Original implementation is available at https://github.com/hardingnj/xpclr/
Usage: xpclrs [OPTIONS] --input <INPUT> --out <OUT> --samplesA <SAMPLES_A> --samplesB <SAMPLES_B> --chr <CHROM>
Options:
-I, --input <INPUT> input file(s)
-O, --out <OUT> Output file name.
-A, --samplesA <SAMPLES_A> Samples in population A. Path to file with each ID on a line.
-B, --samplesB <SAMPLES_B> Samples in population B. Path to file with each ID on a line.
-R, --rrate <RECRATE> Recombination rate per base. [default: 1e-8]
-L, --ld <LDCUTOFF> LD cutoff. [default: 0.95]
-M, --maxsnps <MAXSNPS> Max SNPs in a window. [default: 200]
-N, --minsnps <MINSNPS> Min SNPs in a window. [default: 10]
--size <SIZE> Sliding window size. [default: 20000]
--start <START> Start position for the sliding windows. [default: 1]
--stop <STOP> Stop position for the sliding windows.
--step <STEP> Step size for the sliding windows. [default: 20000]
-P, --phased Whether data is phased for more precise r2 calculation (does not work with --plink).

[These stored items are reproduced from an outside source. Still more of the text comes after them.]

PR #603, opened 2026-09-03
fix: keep Control Center in Dock after close

duolahypercho:
## Summary
- Closing the embedded macOS Control Center window now **hides** it instead of destroying the Electron process and retiring the Dock tile.
- Dock / Command-Tab stay available while Control Center is running so switching away no longer makes the app look like it quit.
- Dock hide is deferred until an explicit quit (`will-quit` / host terminate). Docs and Electron lifecycle tests updated.

## Test plan
- [x] `node --test test/control-center-electron.test.mjs` (69 pass, 1 skipped)
- [ ] Rebuild/open Codex Router Control Center on macOS
- [ ] Close the window (red traffic light) → Dock icon remains
- [ ] Cmd+Tab back (or click Dock) → window reappears
- [ ] Quit from the menu-bar host → Control Center and Dock tile go away

### DIFF
--- a/apps/control-center/electron/lifecycle-state.mjs
+++ b/apps/control-center/electron/lifecycle-state.mjs
@@ -206,8 +206,9 @@ export function shouldQuitOnLastWindowClosed({
   nativeTrayOwnedByHost,
   trayAvailable = true,
 }) {
-  // The embedded macOS child delegates its lifetime to the outer native host.
-  if (platform === "darwin" && nativeTrayOwnedByHost === true) return true;
+  // The embedded macOS child stays alive after the window hides so Dock and
+  // Command-Tab can return to it. The outer Swift host owns process exit.
+  if (platform === "darwin" && nativeTrayOwnedByHost === true) return false;
   // On Windows/Linux a usable Electron tray is what makes a windowless
   // lifetime recoverable. If construction failed (or it was later destroyed),
   // closing the fallback window must not strand an invisible process.
--- a/apps/control-center/electron/main.mjs
+++ b/apps/control-center/electron/main.mjs
@@ -33,6 +33,7 @@ let mutationLifecycle = {
   whenMutationsIdle: () => Promise.resolve(),
 };
 let deferredQuit;
+let isQuitting = false;
 let applicationReady = false;
 let windowVisible = false;
 let windowContentReady = false;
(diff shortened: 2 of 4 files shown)


duolahypercho:
Addressed independent FAIL: close-to-hide is now gated on `nativeTrayOwnedByHost || trayIsAvailable()`. Trayless Win/Linux still destroys and can reach `window-all-closed`. Tests assert the gate.

duolahypercho:
## VERDICT: PASS+NOTES

**Head:** `50c3e7a525264b285d8a55b7e90dace9d5b7698e`
**Base:** `b90c307335c28fe3d1f73a3fee420af2a8a8020f`
**patch-id (stable):** `c91ee87bf14f2f260f403ac493f75908c5d69196`

### Prior FAIL
Unconditional close-to-hide stranded Win/Linux when tray construction failed, because `preventDefault` + `hide` never reached `window-all-closed` → quit.

### Gate check
`50c3e7a` adds:
```js
if (!(nativeTrayOwnedByHost || trayIsAvailable())) return;
```
before `preventDefault` / `hide`.

Traced cases:
- **darwin + host** → hide; Dock kept until quit; `shouldQuitOnLastWindowClosed` stays `false` so Dock/Cmd+Tab can return.
- **win32/linux + tray live** → hide; process stays tray-recoverable.
- **win32/linux + tray missing/destroyed** (incl. Linux StatusNotifier miss) → destroy; `shouldQuitOnLastWindowClosed` returns `true` → quit. Stranding path closed.
- **`isQuitting`** → destroy allowed; Dock retired on `will-quit` / quitting `closed`.

Close gate and quit predicate stay aligned. Hide only when a recoverable owner exists.

### Verification
- `node --test test/control-center-electron.test.mjs` → 69 pass, 1 skipped, 0 fail
- Source regex asserts the gated close handler
- `shouldQuitOnLastWindowClosed` matrix updated for embedded darwin keep-alive

### Notes (non-blocking)
- Branch tip diverges from current `main` (`faa3f3d`) by 2 unrelated commits. Diff vs PR base and vs main tip share the same patch-id for these files.
- PR body still has unchecked manual macOS Dock smoke (close → Dock remains → Cmd+Tab reopen → host quit clears tile). Static+unit evidence covers the prior FAIL; that manual pass is still worth one operator click before merge.

Do not merge from this comment. Independent re-verify only.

-C, --chr <CHROM> Chromosome to analyse.
--gdistkey <DISTKEYS> Key in INFO field providing the genetic position of each variant in the VCF file
-t, --threads <NTHREADS> Number of threads to use [default: 1]
-f, --format <OUTFMT> Format to save the output (csv, tsv, txt) [default: tsv] [possible values: tsv, txt, csv]

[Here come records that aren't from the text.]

PR #604, opened 2026-09-03
fix: allow ChatGPT account switches without disabling the router

duolahypercho:
## Summary
- ChatGPT account selection in Control Center was forcing a native catalog refresh while the router still owned `model_catalog_json`, so live `codex debug models` echoed the merged picker and aborted with “already-merged catalog.”
- Native capture now skips that live probe while the routed catalog is active, discards polluted `models_cache` entries that already contain routed slugs, and reuses a prior native capture when a forced refresh still fails.
- Control Center ChatGPT account add/remove now paints optimistically: new rows appear immediately as “Adding…”, removed rows disappear on confirm, and failures roll the list back when the durable write does not land.

## Test plan
- [x] `node --test test/catalog.test.mjs` (includes new live-probe / capture-path assertions)
- [x] `node --test apps/control-center/test/renderer.test.mjs` (includes delayed add/remove optimistic UI coverage)
- [ ] In Control Center Settings, add a ChatGPT account and confirm the row appears immediately
- [ ] Select / switch accounts while the router is running and confirm no “already-merged catalog” error
- [ ] Remove an account and confirm it disappears immediately; confirm a failed remove restores the row

### DIFF
--- a/apps/control-center/src/pages/SettingsPage.tsx
+++ b/apps/control-center/src/pages/SettingsPage.tsx
@@ -3,7 +3,17 @@ import { AppWindow, Check, Eye, LogIn, Moon, Plus, RefreshCw, Server, ShieldChec
 import { Badge, Button, Dialog, InlineNotice, PageHeader, SectionHeading, Toggle } from "../components";
 import { compactNumber } from "../lib";
 import { LANGUAGE_OPTIONS, type LanguageId, type Translate } from "../i18n";
-import type { ChatGptAccountPool, ChatGptSessionStatus, DoctorSnapshot, PresenceSnapshot, RouterControlApi, RouterHealth, RouterTarget, VisionEngine } from "../types";
+import type {
+  ChatGptAccountPool,
+  ChatGptSessionStatus,
+  ChatGptSubscriptionAccount,
+  DoctorSnapshot,
+  PresenceSnapshot,
+  RouterControlApi,
+  RouterHealth,
+  RouterTarget,
+  VisionEngine,
+} from "../types";
 import { useOptimisticValues, type RunAction } from "../useOptimisticValues";
 
 // Mirrors RETENTION_MIN/MAX/DEFAULT_TTL_DAYS in src/tool-result-retention.mjs.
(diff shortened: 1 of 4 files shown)


duolahypercho:
## Independent shipping verification

**VERDICT:** PASS+NOTES

| | |
|---|---|
| base | `b90c307335c28fe3d1f73a3fee420af2a8a8020f` |
| head | `60d50ddb9df1a2a64d0c29b933fe89a80733a2d5` |
| patch-id | `01965c28cfb37daf39a456d6315fff04d53cb89f` |
| reviewer | independent (did not author this patch) |

### Catalog ownership / `model_catalog_json`

PASS. Account switch still only refreshes catalog *artifacts* (`publishCatalog({ refreshNative: true })` after `restoreAccountCatalog`) and does not retarget or clear the managed `model_catalog_json` pointer. Publication still writes `merged-models.json`; config ownership stays with the existing marked block.

The abort path is fixed at the right layer:
1. Skip live `codex debug models` while `routedCatalogActive()` (managed router transport / catalog echo).
2. Discard `models_cache.json` entries that already contain routed slugs.
3. On forced refresh failure, reuse a prior `native-models.json` instead of failing the switch.

That keeps the router owning the merged catalog path without requiring the operator to disable the router first.

### Regression test coverage

PASS with notes. Locked:
- `liveAccountCatalogProbeAllowed` matrix (idle / routed-active).
- Source-shape assert that `captureNative` wires the gate + polluted-cache discard + reuse message.
- Control Center optimistic add/remove (real delayed round-trip UI test).

Not locked behaviorally:
- No exercised `captureNative` / `nativeCatalog({ refreshNative: true })` run under a routed config that proves the live probe is not spawned and that an “already-merged” throw no longer aborts publication.
- The catch-and-reuse prior native capture path is only string-matched, not executed.
- No switch-path integration covering `chatgpt-profile-switch` → `refreshActiveCatalog` with a polluted or missing account catalog.

### Notes (non-blocking)

- A successful bundled-only recapture after discarding a polluted `models_cache` will overwrite a richer prior `native-models.json`; switch proceeds, but account-specific native rows can shrink until Codex rewrites a clean cache.
- PR manual checks for live account switch / add-remove still unchecked; CI is green on this head.

Safe to land from a catalog-ownership perspective. Stronger behavioral capture/switch coverage would turn this into a hard PASS.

-F, --fast Run analysis in fast mode (faster integration, but gives results that are less accurate compared with the original tool)
--plink Input is in PLINK binary format (.bed/.bim/.fam) rather than VCF/BCF; EXPERIMENTAL.
-l, --log <LOG> Logging level. [default: info] [possible values: info, debug]
-h, --help Print help
-V, --version Print version
Users can perform a trial run on the demo data provided by this repository with the command:
xpclrs --input test/test.vcf.gz --out test --samplesA test/samplesA.txt --samplesB test/samplesB.txt --chr chr1
It is possible to run the same analysis with multiple cores by setting --threads/-t to a higher integer value (if set to 0, the software will try to use all the threads available):
xpclrs --input test/test.vcf.gz --out test --samplesA test/samplesA.txt --samplesB test/samplesB.txt --chr chr1 --threads 4
The software can consider the phase when computing the linkage disequilibrium by providing the --phased option.
When providing inputs in plink binary format, users need to provide the appropriate --plink option:
xpclrs --input test/plink --plink --out test --samplesA test/samplesA_plink.txt --samplesB test/samplesB_plink.txt --chr 1
Finally, the software provides a --fast option, that disable the adaptive integration and provides approximate results. This speeds up the software significantly, but results may vary when compared with the original implementation.
The tool comes with a demo data generated from the 1000GP dataset. It is also possible to test the tool using the demo data in the original xpclr repository.
If you use the tool, please cite:
Chen H, Patterson N, Reich D. Population differentiation as a test for selective sweeps. Genome Res. 2010 Mar;20(3):393-402. doi: 10.1101/gr.100545.109. Epub 2010 Jan 19. PMID: 20086244; PMCID: PMC2840981.
The original xpclr tool:
The preprint:
Talenti A. XPCLRS: Fast Selection Signature Detection Using Cross-Population Composite Likelihood Ratio. bioRxiv 2026.02.27.708459. doi: 10.64898/2026.02.27.708459.